Ich starre sie ungläubig an.
„Ja, sag' mal. Was denkst du denn, bitte schön?" Meine Lippen gleichen einem schmalen Strich, als Zoë ihr Gelächter ertönen lässt. Meine Laune sinkt ein wenig in die Tiefe. „Das ist nicht dein Ernst. Mensch, das ist nicht lustig. Ehrlich gesagt, finde ich das beschissen."
Wenn sich eines in meinem Bewusstsein befindet, dann ist es dass, dass solche Tänzerinnen eine Beziehung bestmöglich vermeiden wollen. Sie pflegen oft ein Leben ohne einen Partner an ihrer Seite. Auf einer Art kann ich dies nachvollziehen, schließlich sieht man nicht gerne, wie die eigene Freundin an einer Stange tanzt, um während der Tänze von fremden Männern mit gierigen Augen angeschmachtet zu werden.
„Was ich denke?" Sie hat ihr Gelächter beendet. Dennoch bleiben meine Gesichtszüge hart. „Ich denke, dass du mit ihr eine wenn auch spezielle Beziehung führen willst. Sie hat es dir ordentlich angetan. Und wehe, du leugnest das. Du weißt selbst, dass das stimmt." Sie wartet nicht auf meine Antwort. „Fahr' doch morgen zu ihr hin. Ich wette, dass sie zu einhundert Prozent wieder im Red Roses sein wird."
Ich habe mit diesem Gedanken längst gespielt. Diese Frage steht somit außer Raum. Ich bleibe still und starre meine Knie an. Ich kann es tatsächlich schlecht leugnen. Zoë hat recht. Ich sehne mich nach einer Beziehung mit dieser Blondine. Sie ist meine Auserwählte. Schließlich ist sie dazu imstande, mich mit ihrem bloßen Anblick in den Wahnsinn zu treiben. Zwar wird diese Beziehung nicht auf einer typischen Ebene sein, aber wenigstens hätte ich sie an meiner Seite.
Ich beschließe, nicht auf den ersten Teil von ihrer Aussage einzugehen. Darüber könnten wir eine schier unendlich lange Diskussion führen. Für sie habe ich keine Kraft mehr übrig. Aus diesem Grund lege ich ein Veto ein.
„Darüber habe ich auch schon nachgedacht", gebe ich zu und schiebe mich von dem Bett. Ich will nicht länger in dem Schlafzimmer sitzen. Jetzt muss ich mir eine Ablenkung verschaffen. Die Bilder aus meinem Kopf entfernen. Schließlich will ich eine ruhige Nacht durchleben. „Vince wollte da nämlich auch hin. Einfach mal nachgucken, ob was es sich handelt. Na ja, ich weiß es ja jetzt. Für ich wird es eine recht schöne Überraschung werden." Ich nähere mich der Tür. Zoë hat sich ebenfalls erhoben und folgt mir. „Aber da ich ganz schlecht warten kann, werde ich gleich morgen zum Red Roses fahren. Wenn Vince die Nachtschicht übernehmen muss, dann ist es sein Problem. Ich werde den Besuch nicht mehr verschieben. Ich kriege es nicht hin, geduldig zu sein."

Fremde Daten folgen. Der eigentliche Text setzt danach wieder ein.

PR #907, opened 2026-08-12
fix(sdk/python): harden cross-loop teardown

### LINKED ISSUE #901: Follow-up hardening from #799: cross-thread ConnectionManager teardown + async_lifecycle exception scope
Two items deliberately deferred out of #799 (cross-loop deadlock fix) during review, so they don't get lost when the review threads are resolved:

1. **http_connection_manager.py** — cross-loop `close()` mutates `_closed`/`_session`/`_connector` from the foreign thread without the lock; an in-flight `get_session()` on the owner loop can observe `_session = None` mid-request (AttributeError). Marshaling the whole teardown to the owning loop closes it. There is also a narrow double-close race: a second cross-loop `close()` after `_close_cross_loop()` nulls `self._loop` falls into the same-loop branch and takes `self._lock` from a foreign loop.

2. **async_lifecycle.py** — `cancel_and_await_if_same_loop` suppresses all `RuntimeError`s at debug level, which swallows more than the loop-association error (e.g. a RuntimeError raised by the task's own cancellation cleanup). Match on the message ("attached to a different loop") or log at warning.

Both were assessed as pre-existing-hazard hardening, not regressions of #799 — see the resolved review threads there for full context.

mikemikimike:
Fixes #901

## Summary

- Serialize cross-loop `ConnectionManager` teardown on the owning event loop and its async lock, including task/resource state updates.
- Make repeated foreign-loop `close()` calls return safely while teardown is pending, and keep `get_session()` from yielding a torn-down session.
- Only suppress the known cross-loop `RuntimeError`; propagate unrelated task-cleanup failures.

## Tests

- `uv run --frozen --extra dev pytest tests/test_async_lifecycle_deadlock.py tests/test_http_connection_manager.py -q` (21 passed)
- Relevant async execution, result-cache, client lifecycle, HTTP, and lifecycle tests (passed)
- Ruff 0.15.22 check (passed)
- Full local suite reached 100%; 11 unrelated Windows-environment failures remain because the host uses GBK for UTF-8 `pyproject.toml` reads and has no `bash` executable.

### DIFF
--- a/sdk/python/agentfield/async_lifecycle.py
+++ b/sdk/python/agentfield/async_lifecycle.py
@@ -84,9 +84,17 @@ async def cancel_and_await_if_same_loop(
             pass
         except RuntimeError as exc:
             # A loop-association error can still occur if the task's cleanup
-            # awaits a future created by another loop. Other RuntimeErrors
-            # belong to the task's cleanup and must not be hidden by teardown.
-            if "attached to a different loop" not in str(exc):
+            # awaits something owned by another loop. CPython words this two
+            # ways: "attached to a different loop" for a foreign Future
+            # (asyncio/tasks.py) and "bound to a different event loop" for a
+            # foreign Lock/Event/Condition (asyncio/mixins.py). Other
+            # RuntimeErrors belong to the task's cleanup and must not be
+            # hidden by teardown.
+            msg = str(exc)
+            if (
+                "attached to a different loop" not in msg
+                and "bound to a different event loop" not in msg
+            ):
                 raise
             logger.debug(
                 "Awaiting cancelled task raised a cross-loop RuntimeError",
--- a/sdk/python/agentfield/async_lifecycle.py
+++ b/sdk/python/agentfield/async_lifecycle.py
@@ -82,11 +82,14 @@ async def cancel_and_await_if_same_loop(
             await task
         except asyncio.CancelledError:
             pass
-        except RuntimeError:
-            # Defensive: if the loop association is somehow inconsistent,
-            # don't let teardown wedge the caller.
+        except RuntimeError as exc:
+            # A loop-association error can still occur if the task's cleanup
+            # awaits a future created by another loop. Other RuntimeErrors
+            # belong to the task's cleanup and must not be hidden by teardown.
+            if "attached to a different loop" not in str(exc):
+                raise
             logger.debug(
-                "Awaiting cancelled task raised RuntimeError during teardown",
+                "Awaiting cancelled task raised a cross-loop RuntimeError",
                 exc_info=True,
             )
         return
--- a/sdk/python/agentfield/http_connection_manager.py
+++ b/sdk/python/agentfield/http_connection_manager.py
@@ -7,6 +7,7 @@ Supports both single requests and batch operations for the AgentField SDK async 
 """
 
 import asyncio
+import threading
 import time
 from contextlib import asynccontextmanager
 from dataclasses import dataclass, field
@@ -17,7 +18,6 @@ import aiohttp
 from .async_config import AsyncConfig
 from .async_lifecycle import (
     cancel_and_await_if_same_loop,
-    cancel_task_cross_loop,
     current_running_loop,
 )
 from .exceptions import AgentFieldClientError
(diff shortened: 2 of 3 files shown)


sdk/python/agentfield/async_lifecycle.py
```diff
@@ -82,11 +82,14 @@ async def cancel_and_await_if_same_loop(
...
         except asyncio.CancelledError:
             pass
-        except RuntimeError:
-            # Defensive: if the loop association is somehow inconsistent,
-            # don't let teardown wedge the caller.
+        except RuntimeError as exc:
+            # A loop-association error can still occur if the task's cleanup
+            # awaits a future created by another loop. Other RuntimeErrors
+            # belong to the task's cleanup and must not be hidden by teardown.
+            if "attached to a different loop" not in str(exc):
```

„Tu' ich, dann kann ich mit reinem Gewissen zu Natasha fahren." Die Vierundzwanzigjährige klingt entspannt. Selbst ich habe es geschafft, die Anspannung von mir zu werfen. „Wir wollen nämlich noch lernen und ein paar Recherchen anstellen."
„Bestimmt mit Wein, oder? So wie ihr das nämlich immer macht, wenn ihr lernen müsst." Ich schenke ihr ein Grinsen und schreite die Treppe herunter. Das vertraute Knarren hallt in meinen Ohren wieder. „Lernen unter Alkoholeinfluss. Und das bringt tatsächlich etwas? Also, wenn das wirklich klappt, dann sollte ich das auch in Erwägung ziehen." Endlich kann ich lachen.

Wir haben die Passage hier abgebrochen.